PR #356, opened 2019-09-04
A little more clarification on edge_diffs()

hyanwong:
I have to think each time whether I can do `zip(ts.trees(), ts.edge_diffs())`, because normally diff iterators on a list of length `N` are of length `N-1`. Hopefully a short comment in the docs like this will make it clear, if it's not already.


petrelharp:
Looks good! Thanks.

────────

- PROMPT:
The records above are to be repeated in full, word for word.

- RESULT:
PR #356, opened 2019-09-04
A little more clarification on edge_diffs()

hyanwong:
I have to think each time whether I can do `zip(ts.trees(), ts.edge_diffs())`, because normally diff iterators on a list of length `N` are of length `N-1`. Hopefully a short comment in the docs like this will make it clear, if it's not already.


petrelharp:
Looks good! Thanks.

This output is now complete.